PR #2665, opened 2015-10-21
[v6r12] fix: cleanDirectory fails for empty directories

andresailer:
cleanDirectory (e.g., called from dirac-dms-clean-directory) fails when the directory itself is empty,
```
Failed to clean directory. /ilc/prod/ilc/mc-dbd/ild/dst/250-TDR_ws/higgs_ffh/ILD_o1_v05/v01-16-p10_250/00005972/000 Failed to perform exists from any catalog
```
 because the function passes an empty list to removeFile here https://github.com/andresailer/DIRAC/blob/de7cc06e8d86f8ff0787e315faf76824688413ab/DataManagementSystem/Client/DataManager.py#L128
, removeFile then passes an empty list to exists which returns an error.

Now there are three locations to fix that: 
 * in cleanDirectory not passing an empty list
 * in removeFile returning success for empty input 
 * in exists to also return success in case of empty input (I guess, did not actually try that...)

I chose the second option here because it has the smallest footprint of changes as far as I can tell

### DIFF
--- a/DataManagementSystem/Client/DataManager.py
+++ b/DataManagementSystem/Client/DataManager.py
@@ -1007,6 +1007,8 @@ class DataManager( object ):
 
         'lfn' is the file to be removed
     """
+    if not lfn:
+      return S_OK( { 'Successful': {}, 'Failed': {} } )
     if force == None:
       force = self.ignoreMissingInFC
     if type( lfn ) == ListType:


chaen:
But I don't understand how removeFile can be called with an empty list. __getCatalogDirectoryContents is supposed to return in successful something like { 'emptyDir' : { 'Files' :{}, 'SubDirs' : {} } }, isn't it ?

andresailer:
you mean this function? https://github.com/DIRACGrid/DIRAC/blob/rel-v6r14/DataManagementSystem/Client/DataManager.py#L221
This function just returns S_OK( allFiles ) where allFiles is a dict (same in r12 or r14) so if the directory is empty allFiles is empty?

chaen:
Oh right... sorry I looked too quickly.
Review OK then

andresailer:
Ok, thanks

· · · · ·

### Exercise requirements
Please retype the entries above in full, exactly as they stand.

### Written reply
PR #2665, opened 2015-10-21
[v6r12] fix: cleanDirectory fails for empty directories

andresailer:
cleanDirectory (e.g., called from dirac-dms-clean-directory) fails when the directory itself is empty,
```
Failed to clean directory. /ilc/prod/ilc/mc-dbd/ild/dst/250-TDR_ws/higgs_ffh/ILD_o1_v05/v01-16-p10_250/00005972/000 Failed to perform exists from any catalog
```
 because the function passes an empty list to removeFile here https://github.com/andresailer/DIRAC/blob/de7cc06e8d86f8ff0787e315faf76824688413ab/DataManagementSystem/Client/DataManager.py#L128
, removeFile then passes an empty list to exists which returns an error.

Now there are three locations to fix that: 
 * in cleanDirectory not passing an empty list
 * in removeFile returning success for empty input 
 * in exists to also return success in case of empty input (I guess, did not actually try that...)

I chose the second option here because it has the smallest footprint of changes as far as I can tell

### DIFF
--- a/DataManagementSystem/Client/DataManager.py
+++ b/DataManagementSystem/Client/DataManager.py
@@ -1007,6 +1007,8 @@ class DataManager( object ):
 
         'lfn' is the file to be removed
     """
+    if not lfn:
+      return S_OK( { 'Successful': {}, 'Failed': {} } )
     if force == None:
       force = self.ignoreMissingInFC
     if type( lfn ) == ListType:


chaen:
But I don't understand how removeFile can be called with an empty list. __getCatalogDirectoryContents is supposed to return in successful something like { 'emptyDir' : { 'Files' :{}, 'SubDirs' : {} } }, isn't it ?

andresailer:
you mean this function? https://github.com/DIRACGrid/DIRAC/blob/rel-v6r14/DataManagementSystem/Client/DataManager.py#L221
This function just returns S_OK( allFiles ) where allFiles is a dict (same in r12 or r14) so if the directory is empty allFiles is empty?

chaen:
Oh right... sorry I looked too quickly.
Review OK then

andresailer:
Ok, thanks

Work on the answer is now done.